How to see which process is using a port
The ss command can solve the question what process is keeping a port in use.
Show services in listening state and the related process
To find services that are listening, we use the --listening option. For TCP that means the LISTEN state, UNCONN for UDP.
Additionally, we specify the option --processes to show the process information and --numeric to avoid resolving hostnames or service names. This way we see port numbers instead of their names.
ss --listening --numeric --processes sport :443
Netid State Recv-Q Send-Q Local Address:Port Peer Address:Port Process
tcp LISTEN 0 511 0.0.0.0:443 0.0.0.0:* users:(("nginx",pid=344368,fd=19),("nginx",pid=344367,fd=19),("nginx",pid=344264,fd=19))

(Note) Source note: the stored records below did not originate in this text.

PR #1355, opened 2024-09-10
add MimirContinuousTestFailingOnWrites and MimirContinuousTestFailing…

QuantumEnigmaa:
Towards: https://github.com/giantswarm/roadmap/issues/3578

As discussed in the above issue, this PR adds 2 alerts based on the mimir's `continous-test` component's metrics so that we get alerted when something is wrong in the read or write path. 

Those 2 alerts are directly taken from upstream mixins as explained in the comments. 

Before merging this PR, I still need to add UTs as well as create a dedicated dashboard for the continous-test component.

### Checklist

- [x] Update CHANGELOG.md
- [ ] Add [Unit tests](https://github.com/giantswarm/prometheus-rules/#testing)
- [x] Follow [Alert structure](https://github.com/giantswarm/prometheus-rules/#how-alerts-are-structured)
- [x] Consider [creating a dashboard](https://docs.giantswarm.io/getting-started/observability/grafana/custom-dashboards/) ([guidelines](https://intranet.giantswarm.io/docs/product/ux/guidelines/dashboards/)) (if it does not exist already) to help oncallers monitor the status of the issue.
- [ ] Request review from oncall area, as well as team (e.g: `oncall-kaas-cloud` GitHub group).

PR #1530, opened 2025-03-06
Update StatefulsetNotSatisfiedAtlas alert

TheoBrigitte:
Towards: https://github.com/giantswarm/giantswarm/issues/32771

This PR updated the `StatefulsetNotSatisfiedAtlas` alert to page after `3 days`.


QuantumEnigmaa:
I think there is still one use case where this alert is useful though : I got paged by this alert when a `loki-write` was unable to schedule and was stuck in `Pending` state on `grouse` because of a lack of resources in the cluster. 
This was the only alert that paged, so if it didn't exist I wouldn't have known that this replica was unable to schedule until a more serious problem would arise.

TheoBrigitte:
I would argue that if there's no serious problem that arise I would not worry about a loki-write pod not being scheduled.

QuantumEnigmaa:
>  if there's no serious problem that arise I would not worry about a loki-write pod not being scheduled.

I guess this is true in most cases but I would say that it is also our responsability to provide a healthy observability-platform working at full capacity. 

@giantswarm/team-atlas WDYT ?

TheoBrigitte:
We already have a bunch of alerts to detect if the observability platform is healthy, this alert is just noise when a pod is not being scheduled which does not necessarily translate in unavailability of the platform.

hervenicol:
This alert is not so old, and was introduced with this issue: https://github.com/giantswarm/roadmap/issues/3719

We already had loki-canary at that time (https://github.com/giantswarm/prometheus-rules/pull/1386) for one week.
Mimir continuous tests were added shortly after: https://github.com/giantswarm/prometheus-rules/pull/1355

I wonder if these alerts work, because I reckon I've experienced broken queries via grafana, because of Mimir ingesters ring broken, but no MimirContinuousTest alerts.

Maybe we should play on alerts sensitivity?

QuentinBisson:
Maybe we should bé paged if it's pending for 1-3 days?

TheoBrigitte:
> I wonder if these alerts work, because I reckon I've experienced broken queries via grafana, because of Mimir ingesters ring broken, but no MimirContinuousTest alerts.
> 
> Maybe we should play on alerts sensitivity?

We do have `LokiRingUnhealthy` and might need one for Mimir or adjust `MimirContinuousTest`, but directly checking for stateful state seems wrong to me and will likely produce noise.

QuentinBisson:
I think this might be a good weekly reporting stuff that we talked about right?

QuentinBisson:
So maybe we get paged if it's pending for too long without urgency and then we make those reporting alerts only later?

QuantumEnigmaa:
> So maybe we get paged if it's pending for too long without urgency and then we make those reporting alerts only later?

Could be a good idea.

TheoBrigitte:
Here we go I updated the alert to page after `3 days`, can I have another round of review please ? @giantswarm/team-atlas

QuantumEnigmaa (approved):
LGTM

PR #1531, opened 2025-03-06
Remove PrometheusOperatorSyncFailed and PrometheusOperatorReconcileErrors

TheoBrigitte:
Towards: https://github.com/giantswarm/giantswarm/issues/32767

Remove noisy alerts about prometheus operator reconciliations.

### DIFF
--- a/CHANGELOG.md
+++ b/CHANGELOG.md
@@ -7,6 +7,11 @@ and this project adheres to [Semantic Versioning](https://semver.org/spec/v2.0.0
 
 ## [Unreleased]
 
+### Removed
+
+- Remove `PrometheusOperatorSyncFailed` alert.
+- Remove `PrometheusOperatorReconcileErrors` alert.
+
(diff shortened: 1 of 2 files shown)


helm/prometheus-rules/templates/platform/atlas/alerting-rules/statefulset.rules.yml
```diff
@@ -1,33 +0,0 @@
-apiVersion: monitoring.coreos.com/v1
```
QuentinBisson, line 1: Should this be here?

TheoBrigitte: no, fixed

QuentinBisson (commented):
LGTM but it would be better with a changelog :D

QuentinBisson (approved):

PR #1559, opened 2025-03-26
Add tenant label to all alerts

QuentinBisson:

---
Towards: https://github.com/giantswarm/roadmap/issues/3949

This PR adds the giantswarm tenant label to all giantswarm alerts.

It also gets rid of the alloy config as it is now taken care of by the observability operator

### Checklist

- [x] Update CHANGELOG.md
- [x] Consider [creating a dashboard](https://docs.giantswarm.io/tutorials/observability/data-exploration/creating-custom-dashboards/) ([guidelines](https://intranet.giantswarm.io/docs/product/ux/guidelines/dashboards/)) (if it does not exist already) to help oncallers monitor the status of the issue.


helm/prometheus-rules/templates/alloy-rules.yaml
hervenicol, line 1: Why not moving the whole alloy-rules app to olly-op then?

I'm not comfortable with this situation:
- alloy-rules app is deployed by `prometheus-rules` with no config or a default config? what does it do when it has no config given?
- then olly-op deploys the config and updates the alloy-rules app, which will redeploy with the proper config

Whereas when it was all managed here, it happened all at once.
Hence my proposal to also move the app resource to olly-op.

Another option would be to keep the configMap config in the app, which would give:
- alloy-rules app is created with a config that does not exist - so the deployment is failing
- olly-op creates the config
- alloy-rules can deploy with a proper config

hervenicol:
The fact that some code moves from prometheus-rules to olly-op makes me wonder how the migration will happen.
Should we release one app before the other?

helm/prometheus-rules/templates/alloy-rules.yaml
QuentinBisson: Well Théo did not want me to during refinement :D

QuentinBisson: Now, I would think we could enabled this as part of the alloy-metrics that we already have running to reduce the number of alloys we have running.

QuentinBisson:
We need to deploy the rules first otherwise they are deleted from mimir

QuentinBisson:
App création was moved to the operator

README.md
```diff
@@ -103,7 +103,9 @@ spec:
 These alerts are generated from log data using LogQL queries processed by Loki. To create a log-based alert:
 
 - Ensure the `expr` field contains a valid LogQL query
-- Name the file with a `.logs.yaml` extension, this will render the following label `application.giantswarm.io/prometheus-rule-kind: loki` on the alert and ensure the alert is loaded into Loki.
+- Name the file with a `.logs.yaml` extension, this will render the following labels on the alert and ensure the alert is loaded into Loki:
+  * `application.giantswarm.io/prometheus-rule-kind: loki` (deprecated, will be removed once all management clusters have been upgraded to v30)
+  * `observability.giantswarm.io/rule-type: logs` (new label for releases > v30)
```
TheoBrigitte, line 108: Do we support both label for the time being ?

QuentinBisson: Until all our MCs are on v30, this is ignored

TheoBrigitte: Ok :+1:

TheoBrigitte (approved):

fiunchinho (approved):

PR #1588, opened 2025-05-06
Add new `ClusterUpgradeStuck` alert

njuettner:
Towards: https://github.com/giantswarm/giantswarm/issues/33398

This alert checks in case a cluster app is stuck via `status="already-exists"`.

### DIFF
--- a/helm/prometheus-rules/templates/platform/honeybadger/alerting-rules/app.rules.yml
+++ b/helm/prometheus-rules/templates/platform/honeybadger/alerting-rules/app.rules.yml
@@ -200,3 +200,27 @@ spec:
         severity: page
         team: honeybadger
         topic: releng
+    - alert: ClusterUpgradeStuck
+      annotations:
+        description: '{{`Cluster upgrade for {{ $labels.app }} is stuck. Version mismatch detected for {{ $labels.name }} in namespace {{ $labels.namespace }}.`}}'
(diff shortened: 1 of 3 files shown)


helm/prometheus-rules/templates/platform/honeybadger/alerting-rules/app.rules.yml
```diff
@@ -200,3 +200,27 @@ spec:
         severity: page
         team: honeybadger
         topic: releng
+    - alert: ClusterUpgradeStuck
+      annotations:
+        description: '{{`Cluster upgrade for {{ $labels.app }} is stuck. Version mismatch detected for {{ $labels.name }} in namespace {{ $labels.namespace }}.`}}'
+        runbook_url: https://intranet.giantswarm.io/docs/support-and-ops/ops-recipes/app-pending-update/
+      expr: |-
+        (
+          app_operator_app_info{catalog="cluster", app=~"cluster-.*", version_mismatch="true", status="already-exists"}
```
AverageMarcus, line 209: Just to double check - this wont trigger on other apps starting with `cluster-` right? Because the `cluster` catalog only has the provider charts in?

QuentinBisson (approved):

helm/prometheus-rules/templates/platform/honeybadger/alerting-rules/app.rules.yml
njuettner: Yes 👍🏻

AverageMarcus (approved):

PR #1590, opened 2025-05-06
DeploymentNotSatisfiedAtlas: lower sensitivity and page only during business hours

hervenicol:
Towards https://github.com/giantswarm/giantswarm/issues/33400

Here is a reason why we don't need to page out of business hours, for each monitored component managed by this alert:
- **alertmanager**: if it breaks we eventually have a heartbeat alert
- **grafana**: if it breaks we eventually have a `grafanaDown` alert
- **logging-operator**: not critical for night and week-end operations
- **loki**: If one component is down and the service still works we don't care. If the service breaks we have `LokiMissingLogs`.
- **mimir**: If one component is down and the service still works we don't care. If the service breaks we have heartbeats and `MimirContinuous` alerts
- **oauth2-proxy**: we don't use it anymore, let's remove it from the alert.
- **object-storage**: not critical for night and week-end operations.
- **observability-gateway**: covered by `LogReceivingErrors`
- **observability-operator**: not critical for night and week-end operations.
- **prometheus**: we don't run any `prometheus`-named deployments anymore on CAPI.
- **promxy**: we don't run promxy anymore on CAPI.
- **tempo**: we don't run tempo yet, and when we will we should cover it with higher level alerts like mimir continuous tests and loki canary.
- **pyroscope**: we don't run pyroscope yet, and when we will we should cover it with higher level alerts like mimir continuous tests and loki canary.
- **silence-operator**: not critical for night and week-end operations.
- **sloth**: not critical for night and week-end operations.

Are you all fine with that?

### Checklist

- [ x] Update CHANGELOG.md

### DIFF
--- a/CHANGELOG.md
+++ b/CHANGELOG.md
@@ -7,6 +7,10 @@ and this project adheres to [Semantic Versioning](https://semver.org/spec/v2.0.0
 
 ## [Unreleased]
 
+### Changed
+
+- DeploymentNotSatisfiedAtlas: lower sensitivity and page only during business hours
+
 ## [4.57.0] - 2025-04-30
 
 ### Changed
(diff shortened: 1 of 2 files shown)


QuentinBisson:
Are we sure about the loki alert?

If we are then I'm definely fine :)

hervenicol:
I'm not totally sure about the loki alert.
But even then, does a loki outage deserve being awaken out of business hours?

QuentinBisson:
I would argue that having some kind of hearbeat alert for loki is useful but probably not

QuentinBisson (approved):

hervenicol:
> I would argue that having some kind of hearbeat alert for loki is useful but probably not

I Agree, and that's what the `LokiMissingLogs` alert does, via the canary pod. My concern about this one is that I can't remember if it ever paged. Probably because we have `DeploymentNotSatisfied` way before.

Also, this PR does not remove the DeploymentNotSatisfied alert: it only delays it, and prevents it from paging at night. So we are still going to be informed when these components fail, but during business hours and with a longer delay.

QuantumEnigmaa (approved):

tcp LISTEN 0 511 0.0.0.0:443 0.0.0.0:* users:(("nginx",pid=344368,fd=13),("nginx",pid=344367,fd=13),("nginx",pid=344264,fd=13))
tcp LISTEN 0 511 [::]:443 [::]:* users:(("nginx",pid=344368,fd=14),("nginx",pid=344367,fd=14),("nginx",pid=344264,fd=14))
tcp LISTEN 0 511 [::]:443 [::]:* users:(("nginx",pid=344368,fd=20),("nginx",pid=344367,fd=20),("nginx",pid=344264,fd=20))
In this example it is nginx that is using port 443 to listen for incoming connections. Not really surprising for web server software to serve HTTPS on port 443.